Assuming X = 10 , Effort will be equal to 10 person months.

Does 10 person months mean that the effort required to complete this project will be 1 month if we have 10 people working on it

OR

Does 10 person month mean that the effort required to complete the project will be 10 months if we have 10 people working on it.

Question 2

Do the constants have any SI units like the SI unit of Effort is person months

I am confused by the terminology

Best Answer

Before going too far two books that you really should read:

The basic COCOMO model has some issues with it that were outdated and addressed in the COCOMO II model. From the cited wikipedia page:

COCOMO II is the successor of COCOMO 81 and is better suited for estimating modern software development projects. It provides more support for modern software development processes and an updated project database. The need for the new model came as software development technology moved from mainframe and overnight batch processing to desktop development, code reusability, and the use of off-the-shelf software components.

While the effort of "10 man months" is an estimation of effort it assumes the perfectly divisible task. If you are digging 10 holes in the ground, you can have one person dig 10 holes or 10 people dig one hole - and the 10 people will do it about 10 times faster. As has often been noted, this doesn't work well with software programming.

Of particular interest in this is the paper "Effect of Schedule Compression on Project Effort" [link] which looks into the relative cost of the percent of the most efficient schedule.

Another thing to read is How Software Estimation Tools Work written by one of the people who is often cited the algorithms for software estimation tools.

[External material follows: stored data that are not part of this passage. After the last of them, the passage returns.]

PR #2526, opened 2021-01-28
Update SiteNavigation.js

Dinnall:
### What's this PR do?

This pull request adds the tracking context field to our benefits tab analytics

...

The initial analytics was added in the [benefits dropdown](https://github.com/DoSomething/phoenix-next/pull/2512) PR
this ticket adds the last field 
...

### Relevant tickets

References [Pivotal #176421574](https://www.pivotaltracker.com/n/projects/2401401/stories/176421574).

### Checklist

- [ X  ] This PR has been added to the relevant Pivotal card.

### DIFF
--- a/resources/assets/components/SiteNavigation/SiteNavigation.js
+++ b/resources/assets/components/SiteNavigation/SiteNavigation.js
@@ -534,6 +534,10 @@ class SiteNavigation extends React.Component {
                             action: 'link_clicked',
                             category: EVENT_CATEGORIES.navigation,
                             label: 'benefits',
+                            context: {
+                              ...this.getContextData(),
+                              ...this.trackingData,
+                            },
                           })
                         }
                       >
@@ -550,6 +554,10 @@ class SiteNavigation extends React.Component {
                             action: 'link_clicked',
                             category: EVENT_CATEGORIES.navigation,
                             label: 'benefits_scholarships',
+                            context: {
+                              ...this.getContextData(),
+                              ...this.trackingData,
+                            },
                           })
                         }
                       >
@@ -577,6 +585,10 @@ class SiteNavigation extends React.Component {
                                 action: 'link_clicked',
                                 category: EVENT_CATEGORIES.navigation,
                                 label: 'benefits_scholarships',
+                                context: {
+                                  ...this.getContextData(),
+                                  ...this.trackingData,
+                                },
                               });
                             }}
                           >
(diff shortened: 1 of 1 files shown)


resources/assets/components/SiteNavigation/SiteNavigation.js
```diff
@@ -534,6 +534,10 @@ class SiteNavigation extends React.Component {
                             action: 'link_clicked',
                             category: EVENT_CATEGORIES.navigation,
                             label: 'benefits',
+                            context: {
+                              ...this.getContextData(),
+                              ...this.trackingData,
+                            },
```
weerd, line 540: Not sure exactly what's going on in these changes.... 

The `SiteNavigation` class doesn't have a `getContextData()` method or a `trackingData` property. We do already add a bunch of context info when we call the `analyzeEvent()` method (via `this.handleOnClick()`):

https://github.com/DoSomething/phoenix-next/pull/2526/files#diff-60d09dddf46e11848350bf31ba3988233c48aea8c617787297dfd83fb2ae162eR48-R53

Mind clarifying? Maybe I'm just missing something 😬

Dinnall: I don't mind clarifying. Withing the ticket `campaignId, pageId, utms` were included.
I added them because I didn't see any harm in including them although they are optional 🤔 .

weerd: Ah gotcha, ok.

All that stuff already gets added in! The `analyticsEvent()` method on the `SiteNavigation` class calls `getPageContext()` and `getUtmContext()` and appends it all to the `context` property :)

https://github.com/DoSomething/phoenix-next/blob/91029490fbf52565efffb18020e6999c853c8ffa/resources/assets/helpers/analytics.js#L163-L182

But also, I think the way you added it would only cause errors on the page and not actually add anything to the event since you're calling those methods via `this.*` and those don't exist on the class.

The `this.getContextData()` and `this.trackingData` only exist internally to the `ShareAction.js` component:

https://github.com/DoSomething/phoenix-next/blob/91029490fbf52565efffb18020e6999c853c8ffa/resources/assets/components/actions/ShareAction/ShareAction.js#L47

https://github.com/DoSomething/phoenix-next/blob/91029490fbf52565efffb18020e6999c853c8ffa/resources/assets/components/actions/ShareAction/ShareAction.js#L101

I don't think we have tests for this tracking stuff, so I think that's why all the checks passed and didn't otherwise pick up on this! 😓

weerd:
You can just close this PR since the default tracking should already include all that info! Magic ✨  🕺

Dinnall:
> You can just close this PR since the default tracking should already include all that info! Magic ✨ 🕺

Sounds good to me 👍🏾

PR #2528, opened 2021-02-01
Matching Gallery Block Header to HomePage

lindsayrmaher:
### What's this PR do?

This pull request updates the header of the `GalleryBlock` component to match the homepage!

I tried to keep things DRY, but i didn't want to entirely eliminate the current `SectionHeader` or the styling of the Homepage because there were specific differences between them all. (ie, homepage uses AnalyticsWayPoints and the `SectionHeader` is used in other places). That being said, are there other ways we could make this more reusable?

Request from the design team!
Current:
Screen Shot 2021-02-01 at 11 24 05 AM

Large Screen:
Screen Shot 2021-02-01 at 11 18 13 AM

Small Screen:
Screen Shot 2021-02-01 at 11 18 42 AM

### Relevant tickets

References [Pivotal #174220566](https://www.pivotaltracker.com/story/show/174220566).

### Checklist

### DIFF
--- a/resources/assets/components/utilities/SectionHeader/GalleryBlockHeader.js
+++ b/resources/assets/components/utilities/SectionHeader/GalleryBlockHeader.js
@@ -13,28 +13,29 @@ export const centerHorizontalRule = css`
   }
 `;
 
-const GalleryBlockHeader = ({ title }) => (
+const GalleryBlockHeader = ({ bgColor, title }) => (
   <div className="grid-wide text-center">
-    {title ? (
-      <h2 className="mb-6 relative">
-        <span className="bg-gray-100 font-league-gothic font-normal leading-tight inline-block px-6 relative text-3xl md:text-4xl uppercase z-10">
-          {title}
-        </span>
-        <span
-          className="absolute bg-purple-500 block h-1 w-full z-0"
-          css={centerHorizontalRule}
-        />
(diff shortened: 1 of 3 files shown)


resources/assets/components/utilities/SectionHeader/GalleryBlockHeader.js
```diff
@@ -0,0 +1,40 @@
...
+export const centerHorizontalRule = css`
+  @media (min-width: ${tailwindScreens.md}) {
+    margin-top: -2px;
+    top: 50%;
+  }
+`;
+
+const GalleryBlockHeader = ({ title }) => (
+  <div className="grid-wide text-center">
+    {title ? (
```
mendelB, line 18: I wonder if there's any sense in outputting anything if there's no `title` prop provided 🤔 since otherwise we end up with a phantom `<div>` on the page. Maybe worth wrapping even the parent `<div>` in this ternary and making the prop required?

mendelB (approved):
💯 

> homepage uses AnalyticsWayPoints

If we pushed the waypoint just above the <div> in the homepage (and perhaps used two separate `div.grid-wide...`s for that gallery if the `GalleryBlockHeader`s one interferes) could we actually use the `GalleryBlockHeader` in the Homepage as well?

PR #2529, opened 2021-02-01
Fix Campaign Link for RAF Beta Page

mendelB:
Quick fix per #2525 where I mistakenly used the `url` property (which we aren't even querying via GraphQL) instead of the `path`.

https://www.pivotaltracker.com/story/show/176641967/comments/221606907


katiecrane (approved):
good catch!

PR #2533, opened 2021-02-01
update homepage a tags

Dinnall:
### What's this PR do?

This pull request adds an update to the anchor tags on the homepage.
Refer to Leah's last comment

...

I also added a small tweak to one of the benefits tracking labels.
Previously, the label appeared as `benefits_scholarships`, now it states `benefits_volunteer`
References [Pivotal #176421574](https://www.pivotaltracker.com/n/projects/2401401/stories/176421574).

...

### Relevant tickets

References [Pivotal #174220514](https://www.pivotaltracker.com/n/projects/2401401/stories/174220514).

### Checklist

### DIFF
--- a/resources/assets/components/pages/HomePage/HomePage.js
+++ b/resources/assets/components/pages/HomePage/HomePage.js
@@ -255,7 +255,7 @@ const HomePageTemplate = ({ articles, campaigns, coverImage, title }) => {
                   Choose a campaign below to make an impact,{' '}
                   <a
                     href="/us/about/easy-scholarships"
-                    className="font-normal text-blurple-500 underline text-teal-500 hover:text-blurple-400"
+                    className="font-normal underline text-teal-500 hover:text-blurple-400"
                     data-label="campaign_section_earn_scholarships"
                   >
                     win scholarships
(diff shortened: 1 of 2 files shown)


resources/assets/components/pages/HomePage/HomePage.js
```diff
@@ -255,15 +255,15 @@ const HomePageTemplate = ({ articles, campaigns, coverImage, title }) => {
...
+                    className="font-normal text-blurple-500 underline text-teal-500 hover:text-blurple-400"
                     data-label="campaign_section_earn_scholarships"
                   >
                     win scholarships
                   </a>
                   , and{' '}
                   <a
                     href="/us/about/volunteer-hours"
-                    className="font-normal text-blurple-500 hover:text-blurple-300 underline hover:text-teal-500"
+                    className="font-normal text-blurple-500 underline text-teal-500 hover:text-blurple-400"
```
weerd, line 266: I don't think we need the first `text-plurple-500` if right after we're setting the text to `text-teal-500`. The text is getting colored as `blurple-500` initially, then `teal-500` after since it comes next in the list; so the first class is just redundant.

Dinnall: updated

weerd (approved):
👍

PR #2539, opened 2021-02-04
Campaign Signup Form - GraphQL instead of Redux

mendelB:
### What's this PR do?

This pull request updates the `CampaignSignupForm` component to use GraphQL to signup the user instead of via Redux actions. 

- The core of the refactoring happens in https://github.com/DoSomething/phoenix-next/commit/19af1bd4690a367dcdcdd80fdf54edaa8ec80b64
- https://github.com/DoSomething/phoenix-next/commit/1d5a3d5d161ee1a1dc3e47f32532b597b89fb84f moves the affiliate opt in logic into the component

The rest of the work is mostly deleting unused and outdated Redux reducers/fields.

UPDATE: https://github.com/DoSomething/phoenix-next/pull/2539/commits/55f803664f693e5197e52d6dd308a34a8c569062 persists flashed session data via the `useGate` hook throughout a Cypress test login flow, and https://github.com/DoSomething/phoenix-next/pull/2539/commits/372e2cb1e2cecdebd59ee3bf9132eb973fb75292 copies over the tests from `campaign-signup` with the new feature flag toggled on and edited for the GraphQL flow.

I'd recommend commit-by-commit on this one!

This is part of the effort to migrate our signup functionality out of Redux and simplify it with GraphQL. The full shebang will require more work, but this is a solid start I think!

I've feature flagged this for now since this is _important_ functionality, so once this is live and thriving for a hot minute we can retire the old code.

~Tests have been a hot mess to try and add so far (main issue was trying to stash and restore our `useGate` flash storage). I've got something working for a separate PR. But we've got thorough 👻 tests we can also rely on to ensure the signup flow is working on site.~

### Relevant tickets

References [Pivotal #175291206](https://www.pivotaltracker.com/story/show/175291206).

### Checklist


schema.json
```diff
@@ -10574,7 +10574,7 @@
             "args": [
               {
                 "name": "campaignId",
-                "description": null,
+                "description": "The campaign ID for this signup.",
```
Dinnall, line 10577: Love the elaborating on the description here

resources/assets/components/CampaignSignupForm/CampaignSignupForm.test.js
```diff
@@ -1,50 +1,83 @@
...
 
 const props = {
   campaignId: '123',
   pageId: '456',
   storeCampaignSignup,
+  signupCreated,
 };
 
+// Mock the GraphQL query and response.
+const mocks = [
```
Dinnall, line 23: 👏🏾

resources/assets/components/CampaignSignupForm/CampaignSignupForm.js
```diff
@@ -106,55 +287,53 @@ const CampaignSignupForm = props => {
...
-            className={`${className} py-2 md:py-3`}
-            isDisabled={!groupId}
-            onClick={handleSignup}
-            text="Join Group"
-          />
+            <PrimaryButton
+              attributes={{ 'data-testid': 'join-group-signup-button' }}
+              className={`${className} py-2 md:py-3`}
+              isDisabled={!groupId}
+              isLoading={loading || mutationLoading}
```
Dinnall, line 305: Curious, why do we need both `loading` and `mutationLoading` here?

mendelB: @mendelB good 👁️! I added this one in before I had the [`return` condition](https://github.com/DoSomething/phoenix-next/pull/2539/files#diff-cb3f69b2c5ddc99c8e4fcab6b9b92d29a3847410a597cc57af321e5aa9c6a8aaR162) set up. Removed in https://github.com/DoSomething/phoenix-next/pull/2539/commits/1f9705ddb02084ba7487b329e500d12ccc9ec830

config/feature-flags.php
```diff
@@ -22,4 +22,5 @@
     'refer_friends_incentive' => env('DS_ENABLE_REFER_FRIENDS_INCENTIVE', false),
     'sitewide_nps_survey' => env('DS_ENABLE_SITEWIDE_NPS_SURVEY', false),
     'rewards_levels' => env('DS_ENABLE_REWARDS_LEVELS', false),
+    'graphql_campaign_signup' => env('DS_ENABLE_GRAPHQL_CAMPAIGN_SIGNUP', false),
```
DFurnes, line 25: Smart to keep this under a feature flag! 👍

cypress/support/commands.js
```diff
@@ -87,13 +87,25 @@ Cypress.Commands.add('handleLogin', user => {
...
       const { actionId } = qs.parse(search);
 
       cy.login(user);
 
+      // Restore any flashed pre-authentication state.
+      cy.on('window:before:load', window => {
+        window.sessionStorage.setItem(
+          flashIdentifier,
+          JSON.stringify(flashState),
+        );
```
DFurnes, line 106: Would this work if we still stored this in `sessionStorage` in our application logic (rather than storing on `data-` and populating here)? I think that should be maintained between page refreshes, so the `sessionStorage.setItem` in the `authenticate` method should handle this.

resources/assets/helpers/auth.js
```diff
@@ -153,7 +153,20 @@ export const useGate = identifier => {
...
   const authenticate = newState => {
     window.sessionStorage.setItem(identifier, JSON.stringify(newState));
-    window.location = buildAuthRedirectUrl();
+
+    const redirect = buildAuthRedirectUrl();
+
+    // If we're running our test suite, don't automatically initiate
+    // the login redirect flow & leave something to assert on.
+    if (window.Cypress) {
+      document.body.innerHTML = `<div data-test="redirect" data-url="${redirect}" data-flash-identifier="${identifier}" />`;
```
DFurnes, line 162: I wonder if we should make a `redirect(url)` helper that includes this test logic & sets `window.location` so we don't need to remember about this implementation details whenever we write a feature that includes redirects?

resources/assets/components/CampaignSignupForm/CampaignSignupForm.js
```diff
@@ -1,41 +1,173 @@
...
   const [groupId, setGroupId] = useState(null);
 
-  // Decorate click handler for A/B tests & analytics.
-  const handleSignup = () => {
-    const details = {};
+  // We'll want to redirect anonymous users to the auth flow, while stashing their selected data to session storage.
+  const [flash, authenticate] = useGate(
+    // Only pull the stashed data once we're done loading the users signups so that
+    // we don't overwrite it when the component refreshes!
+    loading ? '' : `CampaignSignupForm:${campaignId}`,
```
DFurnes, line 97: Tricky! I wonder if we could add a `skip` option for this hook (like how we can skip queries with `useQuery`):

```js
const [flash, authenticate] = useGate(`CampaignSignupForm:${campaignId}`, { skip: loading });
```

DFurnes (approved):
This is so exciting! 🐬

cypress/support/commands.js
mendelB: I think the issue stems from our manual session storage wipe between tests:

https://github.com/DoSomething/phoenix-next/blob/8757e704e7dd5afb5552489b05cfcc7e8fb010f0/cypress/support/index.js#L15-L16

which I think is triggered when we reload in the stubbed auth flow here

https://github.com/DoSomething/phoenix-next/blob/8757e704e7dd5afb5552489b05cfcc7e8fb010f0/cypress/support/commands.js#L99

🤔 Could we perhaps build something in here to skip the page refresh (a `withoutRedux` or something argument?) since we don't need to trigger any Redux actions via the `actionId` query param?

resources/assets/components/CampaignSignupForm/CampaignSignupForm.js
mendelB: 🔥 🔥 ooooh I'll try and refactor this!

resources/assets/helpers/auth.js
mendelB: 👌 That's a great idea!

resources/assets/components/CampaignSignupForm/CampaignSignupForm.js
mendelB: I gave this a go in https://github.com/DoSomething/phoenix-next/pull/2539/commits/c0881975c71f2ee04b2eec492bca6a7a79d73507

cypress/support/commands.js
mendelB: Hmm or better yet, [it looks like](https://docs.cypress.io/guides/core-concepts/writing-and-organizing-tests.html#Support-file) we can define a `beforeEach` within the support files!

I can put the session storage clear command in a beforeEach instead of in the `before:load` hook which should get us golden!

resources/assets/components/CampaignSignupForm/CampaignSignupForm.js
DFurnes: Amazing!!! 😎

cypress/support/commands.js
DFurnes: Oh that's much better!!! Yeah, that sounds like a bug that it was clearing session storage within tests. 👞

resources/assets/helpers/auth.js
mendelB: So much cleaner! https://github.com/DoSomething/phoenix-next/pull/2539/commits/827791f0c76a2d0afde8040b84bc0d4758f3aa99

PR #2541, opened 2021-02-08
Add button carat toggle

lindsayrmaher:
### What's this PR do?

This pull request adds back in our favorite carat toggle for the filters on the campaigns page! 

👀 

Kapture 2021-02-08 at 17 33 21

The way this is implemented should allow for this toggle to be added on different buttons should it be necessary in the future, but right now we only want to add it on each filter button on the campaigns index page.

### Relevant tickets

References [Pivotal #173713718](https://www.pivotaltracker.com/n/projects/2401401/stories/173713718).

### Checklist

### DIFF
--- a/resources/assets/components/utilities/Button/ElementButton.js
+++ b/resources/assets/components/utilities/Button/ElementButton.js
@@ -4,6 +4,8 @@ import React from 'react';
 import PropTypes from 'prop-types';
 import classnames from 'classnames';
 
+import MenuCarat from '../../artifacts/MenuCarat/MenuCarat';
+
 /**
  * Basic button element (<button>) with minimal styles.
  * Pass classes to style pseudo states like :hover, :focus and :active, etc.
@@ -12,7 +14,10 @@ import classnames from 'classnames';
  */
 const ElementButton = ({
   attributes,
+  caratColor,
+  caratToggle,
   className,
+  displayCaratToggle,
   isDisabled,
   isLoading,
   onClick,
@@ -28,13 +33,19 @@ const ElementButton = ({
       {...attributes}
     >
       {text}
+      {displayCaratToggle ? (
+        <MenuCarat color={caratColor} cssStyles={caratToggle} />
+      ) : null}
     </button>
   );
 };
 
 ElementButton.propTypes = {
   attributes: PropTypes.object,
+  caratColor: PropTypes.string,
+  caratToggle: PropTypes.string,
   className: PropTypes.string,
+  displayCaratToggle: PropTypes.bool,
   isDisabled: PropTypes.bool,
   isLoading: PropTypes.bool,
   onClick: PropTypes.func,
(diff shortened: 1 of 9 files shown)


lindsayrmaher:
waiting to merge my other PR and rebase so this effects less files

resources/assets/components/utilities/Button/SecondaryButton.js
```diff
@@ -53,7 +56,10 @@ const SecondaryButton = props => {
   return (
     <ElementButton
       attributes={attributes}
+      caratColor={caratColor}
+      caratToggle={caratToggle}
       className={classes}
+      displayCaratToggle={displayCaratToggle}
```
DFurnes, line 62: I would love to find a way to implement this that doesn't "bake in" the caret functionality to our more generalized `SecondaryButton` and `ElementButton` components. What if we passed the caret in as a `decoration` prop from `FilterNavigation.js`? Maybe something like this?

```jsx
<SecondaryButton
  isActive={activeFilter === name}
  text={startCase(name)}
  decoration={<MenuCarat color="#322baa" cssStyles={activeFilter === name ? caratToggle : null}  />}
  onClick={handleMenuToggle}
/>
```

That way all that `SecondaryButton` and `ElementButton` need to know is that there can optionally be some additional components passed in to sit next to the text & we can customize all the details of what that element is directly in the component where it's used!

DFurnes: This actually makes me wonder if it might be nice to provide the text for this component as children, so that we could place a decorative element before _or_ after the component too (say, if one day we wanted to place an icon in a button). But that's a larger refactoring that's probably not worth tackling right now!

lindsayrmaher: I like the idea of a decoration prop!

resources/assets/components/utilities/Button/ElementButton.js
```diff
@@ -21,20 +22,24 @@ const ElementButton = ({
 }) => {
   return (
     <button
-      className={classnames('btn', className, { 'is-loading': isLoading })}
+      className={classnames('btn flex', className, {
```
DFurnes, line 25: I'm assuming the `flex` here is to help space out the text & decoration, right? Are there any downsides where this makes the layout appear weird for other cases? (I'm not sure there will be, but I feel like I've seen some weirdness before with flex so want to make sure it seems ok!)

resources/assets/components/utilities/Button/ElementButton.js
```diff
@@ -21,20 +22,24 @@ const ElementButton = ({
...
+        'is-loading': isLoading,
+      })}
       disabled={isDisabled || isLoading}
       onClick={onClick}
       type={type}
       {...attributes}
     >
       {text}
+      {decoration || null}
```
DFurnes, line 34: Nitpick: you can omit the `|| null` since it defaults to it down below!

DFurnes (approved):
Looks great!

resources/assets/components/utilities/Button/ElementButton.js
lindsayrmaher: ah yes!

resources/assets/components/utilities/Button/ElementButton.js
lindsayrmaher: yeah i'm always hesitant to use flex anymore because of the weirdness. but it seems ok on all screen sizes for now!

PR #2542, opened 2021-02-10
Re-arrange mock query on petition post-submission cypress test to hopefully fix the flakiness

mendelB:
### What's this PR do?

This pull request attempts to address the flakey errors we keep seeing from the Petition post-submission redirect Cypress test by re-arranging where we setup the mock GraphQL query to align with the other tests.

👀 

#2535 confirmed that the issue here is the post's `user.id` which is stubbed to match the authed user is _not_ yielding the stubbed result.
image


lindsayrmaher (approved):
fix the flakes!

Effort / staff = time period

As you note, that doesn't work well for programming.

From something I wrote a long time back and didn't cite well I had the following table to tack on to the end of the estimated effort (digging a bit more, it looks a bit like something from the COCOMO II Schedule Equation). Take a default schedule multiplier (3.67) multiply the cube root of the time estimation (your case 10 months).

3.67 * 101/3 = 7.9

This represents the best case for a software development project timeline.

Where do these numbers come from? Fitting 20k projects to a curve.

From this 7.9 we've got a few things we can get from it:

  • Least effort = 2x optimal delivery time (15.8 months)
  • Region of impossibility = < 75% of best case delivery time (5.9 months)

There's a lot going on behind the COCOMO and COCOMO II model. These numbers are fits to a sampling of huge numbers of software projects and unless you understand what you are feeding into the model (to match what the model expects) the numbers you get out won't match anything even vaguely resembling reality.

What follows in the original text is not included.